* _Problem to solve_
Only the lines with the string "Makes" are needed; return each of them from the entries below.

********

PR #1613, opened 2021-08-10
Feat/otv metrics

piotrm50:
# Description of change

Add new branch and message metrics to Grafana and Elasticsearch.

## Type of change

Manual tests in Docker network.

## Change checklist


plugins/metrics/message.go
```diff
@@ -70,9 +106,33 @@ var (
 	// current number of missing messages in missingMessageStorage
 	missingMessageCountDB atomic.Uint64
 
+	// current number of finalized messages
+	finalizedMessageCount = make(map[MessageType]uint64)
+
+	// protect map from concurrent read/write.
+	finalizedMessageCountMutex syncutils.RWMutex
+
+	// total time it took all messages to finalize. unit is milliseconds!
```
apenzk, line 115: we choose to go for ns everywhere
to be more precise we should use time.Duration where possible when discussing time elapsed or intervals, and use uint64 in nanoseconds where not possible

plugins/metrics/message.go
```diff
@@ -70,9 +106,33 @@ var (
...
+	messageFinalizationTotalTime = make(map[MessageType]uint64)
+
+	// protect map from concurrent read/write.
+	messageFinalizationTotalTimeMutex syncutils.RWMutex
+
+	// current number of confirmed  branches
+	confirmedBranchCount atomic.Uint64
+
+	// total time it took all branches to finalize. unit is milliseconds!
```
apenzk, line 124: same.. use nanosec or time.Duration

plugins/metrics/plugin.go
```diff
@@ -166,6 +168,46 @@ func registerLocalMetrics() {
...
+
+		var issuingTime time.Time
+		messagelayer.Tangle().Storage.Message(messageID).Consume(func(message *tangle.Message) {
+			message.ForEachParent(func(parent tangle.Parent) {
+				increasePerParentType(parent.Type)
+			})
+			issuingTime = message.IssuingTime()
+		})
+		if messagelayer.Tangle().Storage.MessageMetadata(messageID).Consume(func(messageMetadata *tangle.MessageMetadata) {
+			messageFinalizationTotalTime[messageType] += uint64(messageMetadata.FinalizedTime().Sub(issuingTime).Milliseconds())
```
apenzk, line 185: this should be done in nanoseconds

apenzk (changes requested):
you should check if we can use ns instead.. since ns is the unit of time.Duration. time.Duration is what we want to use for defining any time interval

plugins/metrics/message.go
piotrm50: Nanoseconds could overflow for uint64 and for metrics we don't need that much precision anyway.

plugins/metrics/plugin.go
piotrm50: Nanoseconds could overflow for uint64 and for metrics we don't need that much precision anyway.

plugins/metrics/message.go
```diff
@@ -48,6 +74,21 @@ var (
...
 	initialMessageTotalCountDB uint64
 
+	// total number of branches in the database at startup
+	initialBranchTotalCountDB uint64
+
+	// total number of finalized branches in the database at startup
+	initialFinalizedBranchCountDB uint64
+
+	// total number of confirmed branches in the database at startup
+	initialConfirmedBranchCountDB uint64
```
apenzk, line 84: i am not sure i understand this metric.. is this loaded from the snapshot? shouldnt the number of branches be zero on startup?

packages/remotemetrics/events.go
```diff
@@ -0,0 +1,97 @@
...
+	IssuedTimestamp    time.Time `json:"issuedTimestamp" bson:"issuedTimestamp"`
+	SolidTimestamp     time.Time `json:"solidTimestamp,omitempty" bson:"solidTimestamp"`
+	ScheduledTimestamp time.Time `json:"scheduledTimestamp" bson:"scheduledTimestamp"`
+	BookedTimestamp    time.Time `json:"bookedTimestamp" bson:"bookedTimestamp"`
+	ConfirmedTimestamp time.Time `json:"confirmedTimestamp" bson:"confirmedTimestamp"`
+	DeltaSolid         int64     `json:"deltaSolid,omitempty" bson:"deltaSolid"`
+	DeltaScheduled     int64     `json:"deltaArrival" bson:"deltaArrival"`
+	DeltaBooked        int64     `json:"deltaBooked" bson:"deltaBooked"`
+	DeltaConfirmed     int64     `json:"deltaConfirmed" bson:"deltaConfirmed"`
+	StrongParentCount  int       `json:"strongParentCount" bson:"strongParentCount"`
```
apenzk, line 54: If i understood correct this is counting the edges (strrong and below weak). If this is the case consider calling it StrongEdgeCount, since ParentCount could be confusing since a message would be considered multiple times as a parent.

apenzk (approved):
Seems fine. Only two comments: one regarding naming and one regarding a definition

plugins/metrics/message.go
piotrm50: It doesn't have to be, for example when a node is restarted with the same database. When running from a snapshot with a clean database then it will be zero.

PR #1615, opened 2021-08-10
Makes golint report upper case error msgs

luca-moser:
# Description of change

What's in the title.

## Type of change

Ran `golangci-lint` locally with and without the change on a file with an upper cased error msg and it did report when the confidence level was reduced.


karimodm (approved):
Default is 0.8 I see. Ok :cool:

PR #1618, opened 2021-08-11
Implements handle branch in FG

luca-moser:
Adds the "`FinalityGadget`" implementation to handle branch approval weight translation to grade of finality to the branch and its contained txs. Also modifies the `ApprovalWeightManager` to update branch weight of parents, even if the supporter was already present, in order to update the approval weight on parent branches when a supporter was added on a child branch.


karimodm (approved):
lgtm!

PR #1627, opened 2021-08-13
Refactors onTransactionConfirmed

luca-moser:
# Description of change

Makes it more readable by extracting the functionality of gathering the input infos into another function and also **fixes a bug** where the `totalAmount` was incorrectly incremented by the summed up `amount` of inputs instead of with the `balance` of the input.

## Type of change

I watch the CI pass.

### DIFF
--- a/plugins/messagelayer/mana_plugin.go
+++ b/plugins/messagelayer/mana_plugin.go
@@ -125,50 +125,9 @@ func onTransactionConfirmed(transactionID ledgerstate.TransactionID) {
 	Tangle().LedgerState.Transaction(transactionID).Consume(func(transaction *ledgerstate.Transaction) {
 		// holds all info mana pkg needs for correct mana calculations from the transaction
 		var txInfo *mana.TxInfo
+
 		// process transaction object to build txInfo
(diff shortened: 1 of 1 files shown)


plugins/messagelayer/mana_plugin.go
```diff
@@ -187,6 +146,40 @@ func onTransactionConfirmed(transactionID ledgerstate.TransactionID) {
...
+	for _, input := range transaction.Essence().Inputs() {
+		var inputInfo mana.InputInfo
+
+		Tangle().LedgerState.CachedOutput(input.(*ledgerstate.UTXOInput).ReferencedOutputID()).Consume(func(o ledgerstate.Output) {
+			inputInfo.InputID = o.ID()
+
+			// first, sum balances of the input, calculate total amount as well for later
+			o.Balances().ForEach(func(color ledgerstate.Color, balance uint64) bool {
+				inputInfo.Amount += float64(balance)
+				totalAmount += float64(balance)
```
capossele, line 160: good catch!

capossele (approved):

PR #1637, opened 2021-08-18
Remove ConfirmedConsumer from OutputMetadata

### LINKED ISSUE #1633: Remove ConfirmedConsumer from outputs
Remove the field `ConfirmedConsumer` from `OutputMetadata` (check json models, APIs, diagnostics, etc). Since this information is used when creating a global snapshot it needs to be adjusted as to retrieve this value on demand.

karimodm:
The `ConfirmedConsumer` property has been removed (along with `firstConsumer`) for the `ledgerstate.OutputMetadata` struct.
For the `jsonmodels.OutputMetadata` struct the  field is still present so it can be used from the Explorer; it is although filled using the new `LedgerState.ConfirmedConsumer` method.

Fixes #1633


packages/tangle/ledgerstate.go
```diff
@@ -266,6 +269,26 @@ func (l *LedgerState) Consumers(outputID ledgerstate.OutputID) (cachedTransactio
...
 }
 
+// ConfirmedConsumer returns the (cached) confirmed consumer of the given outputID.
+func (l *LedgerState) ConfirmedConsumer(outputID ledgerstate.OutputID) (confirmedConsumer *ledgerstate.CachedConsumer) {
+	found := false
+	for _, cachedConsumer := range l.Consumers(outputID) {
+		cachedConsumer.Consume(func(consumer *ledgerstate.Consumer) {
+			// We already identified a confirmed Consumer
+			l.CachedTransactionMetadata(consumer.TransactionID()).Consume(func(transactionMetadata *ledgerstate.TransactionMetadata) {
+				if l.tangle.ConfirmationOracle.IsBranchConfirmed(transactionMetadata.BranchID()) {
```
jonastheis, line 279: I'm not sure if that always works. What happens if the transaction is in the master branch? It might be necessary to add another method `IsTransactionConfirmed` to the `ConfirmationOracle`.

packages/tangle/ledgerstate.go
```diff
@@ -266,6 +269,26 @@ func (l *LedgerState) Consumers(outputID ledgerstate.OutputID) (cachedTransactio
 	return l.UTXODAG.CachedConsumers(outputID)
 }
 
+// ConfirmedConsumer returns the (cached) confirmed consumer of the given outputID.
+func (l *LedgerState) ConfirmedConsumer(outputID ledgerstate.OutputID) (confirmedConsumer *ledgerstate.CachedConsumer) {
+	found := false
+	for _, cachedConsumer := range l.Consumers(outputID) {
+		cachedConsumer.Consume(func(consumer *ledgerstate.Consumer) {
+			// We already identified a confirmed Consumer
```
jonastheis, line 277: ? The comment seems out of place.

packages/tangle/ledgerstate.go
```diff
@@ -266,6 +269,26 @@ func (l *LedgerState) Consumers(outputID ledgerstate.OutputID) (cachedTransactio
...
+			l.CachedTransactionMetadata(consumer.TransactionID()).Consume(func(transactionMetadata *ledgerstate.TransactionMetadata) {
+				if l.tangle.ConfirmationOracle.IsBranchConfirmed(transactionMetadata.BranchID()) {
+					found = true
+					confirmedConsumer = cachedConsumer
```
jonastheis, line 281: You already consumed `cachedConsumer` and therefore it might be not in cache anymore when it is returned. I'd suggest changing the method to return a `transactionID`.

packages/jsonmodels/ledgerstate.go
```diff
@@ -484,32 +484,21 @@ type OutputMetadata struct {
 	Solid              bool                `json:"solid"`
 	SolidificationTime int64               `json:"solidificationTime"`
 	ConsumerCount      int                 `json:"consumerCount"`
-	FirstConsumer      string              `json:"firstConsumer,omitempty"`
 	ConfirmedConsumer  string              `json:"confirmedConsumer,omitempty"`
 	GradeOfFinality    gof.GradeOfFinality `json:"gradeOfFinality"`
 }
 
 // NewOutputMetadata returns the OutputMetadata from the given ledgerstate.OutputMetadata.
 func NewOutputMetadata(outputMetadata *ledgerstate.OutputMetadata) *OutputMetadata {
```
jonastheis, line 492: add `confirmedConsumer TransactionID` as a parameter here instead of the need to implicitly set it.

jonastheis (changes requested):

packages/tangle/ledgerstate.go
```diff
@@ -194,17 +194,15 @@ func (l *LedgerState) SnapshotUTXO() (snapshot *ledgerstate.Snapshot) {
...
-					tx, exist := copyLedgerState[outputMetadata.ConfirmedConsumer()]
-					// ignore consumers that are not confirmed long enough or even in the future.
-					if !exist || startSnapshot.Sub(tx.Essence().Timestamp()) < minAge {
-						unspentOutputs[i] = true
-						includeTransaction = true
-					}
+			unspentOutputs[i] = true
+			includeTransaction = true
+
+			l.ConfirmedConsumer(output.ID()).Consume(func(consumer *ledgerstate.Consumer) {
```
luca-moser, line 200: If I read `ConfirmedConsumer()` right, it could be that the `*ConfirmedConsumer` returned is nil if there is none, in which case this `Consume` would cause a panic?

plugins/dashboard/explorer_routes.go
```diff
@@ -250,10 +250,15 @@ func findAddress(strAddress string) (*ExplorerAddress, error) {
 		// how much pending mana the output has?
 		pendingMana, _ := messagelayer.PendingManaOnOutput(output.ID())
 
+		jsonMetadata := jsonmodels.NewOutputMetadata(metaData)
+		messagelayer.Tangle().LedgerState.ConfirmedConsumer(output.ID()).Consume(func(consumer *ledgerstate.Consumer) {
```
luca-moser, line 254: Same here, could be that there is no `ConfirmedConsumer` causing a nil pointer panic.

luca-moser (changes requested):
The places where `LedgerState.ConfirmedConsumer` is used are susceptible to nil pointer panics as you can not assume that there is a confirmed consumer of an output.

packages/tangle/ledgerstate.go
karimodm: I have to have a serious look on how this ObjectStorage thing works!

packages/tangle/ledgerstate.go
```diff
@@ -266,6 +270,23 @@ func (l *LedgerState) Consumers(outputID ledgerstate.OutputID) (cachedTransactio
 	return l.UTXODAG.CachedConsumers(outputID)
 }
 
+// ConfirmedConsumer returns the (cached) confirmed consumer of the given outputID.
```
jonastheis, line 273: Update comment

packages/jsonmodels/ledgerstate.go
```diff
@@ -484,32 +484,20 @@ type OutputMetadata struct {
...
-	// omit firstConsumer field if it hasn't been consumed yet
-	if outputMetadata.FirstConsumer().Base58() != ledgerstate.GenesisTransactionID.Base58() {
-		firstConsumer = outputMetadata.FirstConsumer().Base58()
-	}
-	confirmedConsumer := ""
-	// omit confirmedConsumer field if it hasn't been consumed yet by a confirmed transaction
-	if outputMetadata.ConfirmedConsumer().Base58() != ledgerstate.GenesisTransactionID.Base58() {
-		confirmedConsumer = outputMetadata.ConfirmedConsumer().Base58()
-	}
+func NewOutputMetadata(outputMetadata *ledgerstate.OutputMetadata, confirmedConsumer *ledgerstate.Consumer) *OutputMetadata {
```
jonastheis, line 493: I don't think this is practical at all. The consumer object contains redundant information as this is the output metadata. It should be sufficient to just pass the `transactionID` and take the base58 representation for this json model.

packages/tangle/ledgerstate.go
```diff
@@ -266,6 +270,23 @@ func (l *LedgerState) Consumers(outputID ledgerstate.OutputID) (cachedTransactio
...
+func (l *LedgerState) ConfirmedConsumer(outputID ledgerstate.OutputID) (consumerID ledgerstate.TransactionID) {
+	found := false
+	// default to no consumer, i.e. Genesis
+	consumerID = ledgerstate.GenesisTransactionID
```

********

* _Task output_
Makes golint report upper case error msgs
Makes it more readable by extracting the functionality of gathering the input infos into another function and also **fixes a bug** where the `totalAmount` was incorrectly incremented by the summed up `amount` of inputs instead of with the `balance` of the input.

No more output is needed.